ACTIVITY: All lines from the start of the listing below through the line containing "--- a/odoo/addons/base/models/ir_cron.py" are to be written out again exactly, and no others.

· · ·

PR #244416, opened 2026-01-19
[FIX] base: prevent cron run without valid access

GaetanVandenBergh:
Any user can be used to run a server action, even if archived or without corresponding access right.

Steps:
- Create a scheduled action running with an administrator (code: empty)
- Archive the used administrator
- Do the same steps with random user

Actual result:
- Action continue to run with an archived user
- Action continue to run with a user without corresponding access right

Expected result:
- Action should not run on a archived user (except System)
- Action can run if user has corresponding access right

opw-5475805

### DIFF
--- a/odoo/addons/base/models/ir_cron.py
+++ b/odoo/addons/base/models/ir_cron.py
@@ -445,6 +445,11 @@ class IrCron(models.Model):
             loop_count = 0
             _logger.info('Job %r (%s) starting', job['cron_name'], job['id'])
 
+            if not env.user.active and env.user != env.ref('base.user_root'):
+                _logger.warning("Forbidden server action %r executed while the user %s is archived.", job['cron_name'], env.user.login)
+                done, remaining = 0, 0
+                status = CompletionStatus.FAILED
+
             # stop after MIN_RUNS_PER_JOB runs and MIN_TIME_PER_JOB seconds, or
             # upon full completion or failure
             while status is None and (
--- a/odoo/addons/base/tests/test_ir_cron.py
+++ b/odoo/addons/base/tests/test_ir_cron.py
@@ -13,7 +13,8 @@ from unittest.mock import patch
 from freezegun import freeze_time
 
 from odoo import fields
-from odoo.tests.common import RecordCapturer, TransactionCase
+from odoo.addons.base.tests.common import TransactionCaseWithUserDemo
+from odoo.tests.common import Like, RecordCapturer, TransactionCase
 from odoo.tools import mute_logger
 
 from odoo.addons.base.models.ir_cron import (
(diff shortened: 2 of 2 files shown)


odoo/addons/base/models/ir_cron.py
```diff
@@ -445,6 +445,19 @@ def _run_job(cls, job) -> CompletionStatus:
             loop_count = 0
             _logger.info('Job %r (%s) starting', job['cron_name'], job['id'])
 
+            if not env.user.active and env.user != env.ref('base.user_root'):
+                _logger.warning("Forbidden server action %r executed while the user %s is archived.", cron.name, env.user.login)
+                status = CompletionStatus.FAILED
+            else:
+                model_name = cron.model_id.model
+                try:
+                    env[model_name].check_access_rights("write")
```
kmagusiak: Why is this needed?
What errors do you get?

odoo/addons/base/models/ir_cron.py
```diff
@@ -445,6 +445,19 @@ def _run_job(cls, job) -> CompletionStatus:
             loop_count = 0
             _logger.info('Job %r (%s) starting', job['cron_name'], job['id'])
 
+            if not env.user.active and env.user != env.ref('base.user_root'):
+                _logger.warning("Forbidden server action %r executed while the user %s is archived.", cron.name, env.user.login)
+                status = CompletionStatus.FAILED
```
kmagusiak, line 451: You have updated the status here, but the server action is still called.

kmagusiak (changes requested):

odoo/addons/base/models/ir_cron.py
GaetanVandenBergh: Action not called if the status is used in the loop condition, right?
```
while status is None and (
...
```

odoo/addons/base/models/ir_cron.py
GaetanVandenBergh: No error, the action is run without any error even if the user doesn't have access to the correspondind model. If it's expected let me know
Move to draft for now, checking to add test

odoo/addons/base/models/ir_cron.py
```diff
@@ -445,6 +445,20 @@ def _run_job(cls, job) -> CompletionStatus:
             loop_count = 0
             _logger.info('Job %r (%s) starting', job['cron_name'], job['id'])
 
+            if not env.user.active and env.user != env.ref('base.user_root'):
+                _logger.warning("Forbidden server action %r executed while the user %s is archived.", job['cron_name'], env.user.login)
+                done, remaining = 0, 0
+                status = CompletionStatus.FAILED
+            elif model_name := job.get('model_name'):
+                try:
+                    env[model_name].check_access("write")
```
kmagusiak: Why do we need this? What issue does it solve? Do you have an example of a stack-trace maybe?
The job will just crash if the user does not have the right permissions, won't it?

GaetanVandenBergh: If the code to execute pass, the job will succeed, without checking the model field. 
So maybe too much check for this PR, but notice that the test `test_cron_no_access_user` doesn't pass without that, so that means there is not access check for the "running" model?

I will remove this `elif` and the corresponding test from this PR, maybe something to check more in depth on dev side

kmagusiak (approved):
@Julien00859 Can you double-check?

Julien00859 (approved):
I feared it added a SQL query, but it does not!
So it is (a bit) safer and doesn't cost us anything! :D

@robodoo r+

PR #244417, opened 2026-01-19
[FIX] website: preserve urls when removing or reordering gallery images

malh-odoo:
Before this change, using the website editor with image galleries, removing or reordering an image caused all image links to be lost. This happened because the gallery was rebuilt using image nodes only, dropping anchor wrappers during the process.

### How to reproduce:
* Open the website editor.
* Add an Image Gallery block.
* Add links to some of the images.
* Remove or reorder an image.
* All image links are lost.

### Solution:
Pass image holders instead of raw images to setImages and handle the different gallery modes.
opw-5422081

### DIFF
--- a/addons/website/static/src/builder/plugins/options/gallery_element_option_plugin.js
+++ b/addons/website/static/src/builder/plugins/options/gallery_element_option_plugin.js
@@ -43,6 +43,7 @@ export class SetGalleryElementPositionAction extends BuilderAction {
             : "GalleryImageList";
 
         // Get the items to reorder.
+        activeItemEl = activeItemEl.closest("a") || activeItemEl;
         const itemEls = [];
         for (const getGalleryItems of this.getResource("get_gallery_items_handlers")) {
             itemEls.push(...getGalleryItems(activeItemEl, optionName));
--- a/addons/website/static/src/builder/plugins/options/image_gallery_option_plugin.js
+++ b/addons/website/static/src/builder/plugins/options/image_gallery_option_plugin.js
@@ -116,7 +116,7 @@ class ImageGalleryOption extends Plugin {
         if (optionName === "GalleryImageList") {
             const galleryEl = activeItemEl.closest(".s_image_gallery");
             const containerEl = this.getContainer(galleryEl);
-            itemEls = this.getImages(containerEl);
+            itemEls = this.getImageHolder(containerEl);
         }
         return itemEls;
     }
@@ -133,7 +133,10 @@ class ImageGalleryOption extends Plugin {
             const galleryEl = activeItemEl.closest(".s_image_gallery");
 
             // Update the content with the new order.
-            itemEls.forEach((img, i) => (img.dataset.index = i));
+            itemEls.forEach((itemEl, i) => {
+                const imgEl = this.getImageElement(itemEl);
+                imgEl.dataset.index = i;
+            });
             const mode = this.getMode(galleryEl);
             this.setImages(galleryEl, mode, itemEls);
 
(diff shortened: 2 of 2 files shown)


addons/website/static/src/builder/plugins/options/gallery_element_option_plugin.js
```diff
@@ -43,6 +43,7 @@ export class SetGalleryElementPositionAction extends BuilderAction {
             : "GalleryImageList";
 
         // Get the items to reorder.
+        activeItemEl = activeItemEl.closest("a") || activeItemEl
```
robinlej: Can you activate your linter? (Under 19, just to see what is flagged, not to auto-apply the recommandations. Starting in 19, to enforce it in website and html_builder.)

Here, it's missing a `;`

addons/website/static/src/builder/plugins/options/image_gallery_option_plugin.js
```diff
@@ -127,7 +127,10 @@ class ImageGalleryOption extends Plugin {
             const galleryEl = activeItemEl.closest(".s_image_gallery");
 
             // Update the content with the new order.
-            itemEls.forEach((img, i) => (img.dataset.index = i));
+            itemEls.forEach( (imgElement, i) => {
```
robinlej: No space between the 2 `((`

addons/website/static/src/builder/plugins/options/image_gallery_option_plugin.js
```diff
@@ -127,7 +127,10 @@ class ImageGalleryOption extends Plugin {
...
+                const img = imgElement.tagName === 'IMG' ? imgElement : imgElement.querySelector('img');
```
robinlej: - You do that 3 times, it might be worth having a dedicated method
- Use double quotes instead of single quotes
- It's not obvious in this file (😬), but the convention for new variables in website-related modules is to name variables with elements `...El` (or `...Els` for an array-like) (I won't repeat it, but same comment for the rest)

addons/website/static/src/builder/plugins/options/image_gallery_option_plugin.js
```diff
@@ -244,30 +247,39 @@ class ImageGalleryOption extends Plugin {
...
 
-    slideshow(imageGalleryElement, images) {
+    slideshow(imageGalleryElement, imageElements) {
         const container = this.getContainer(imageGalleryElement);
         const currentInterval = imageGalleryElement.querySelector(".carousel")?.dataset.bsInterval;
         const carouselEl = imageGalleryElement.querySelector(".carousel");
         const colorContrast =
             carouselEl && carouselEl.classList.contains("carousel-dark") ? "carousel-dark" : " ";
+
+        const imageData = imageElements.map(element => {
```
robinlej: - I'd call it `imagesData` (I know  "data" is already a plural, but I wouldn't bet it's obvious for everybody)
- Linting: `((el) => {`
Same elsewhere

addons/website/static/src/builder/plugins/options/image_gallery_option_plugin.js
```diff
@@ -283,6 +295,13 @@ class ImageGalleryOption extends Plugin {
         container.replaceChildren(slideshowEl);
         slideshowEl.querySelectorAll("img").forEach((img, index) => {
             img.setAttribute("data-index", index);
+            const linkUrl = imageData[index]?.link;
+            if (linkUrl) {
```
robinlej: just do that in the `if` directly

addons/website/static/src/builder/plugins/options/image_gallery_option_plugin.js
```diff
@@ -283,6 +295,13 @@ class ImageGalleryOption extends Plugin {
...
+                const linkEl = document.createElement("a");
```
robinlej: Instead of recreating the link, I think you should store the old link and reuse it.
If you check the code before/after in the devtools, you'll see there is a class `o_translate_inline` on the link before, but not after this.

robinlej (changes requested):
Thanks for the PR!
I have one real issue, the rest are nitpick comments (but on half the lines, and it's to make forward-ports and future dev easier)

· · ·

ANSWER TO THE PROBLEM:
PR #244416, opened 2026-01-19
[FIX] base: prevent cron run without valid access

GaetanVandenBergh:
Any user can be used to run a server action, even if archived or without corresponding access right.

Steps:
- Create a scheduled action running with an administrator (code: empty)
- Archive the used administrator
- Do the same steps with random user

Actual result:
- Action continue to run with an archived user
- Action continue to run with a user without corresponding access right

Expected result:
- Action should not run on a archived user (except System)
- Action can run if user has corresponding access right

opw-5475805

### DIFF
--- a/odoo/addons/base/models/ir_cron.py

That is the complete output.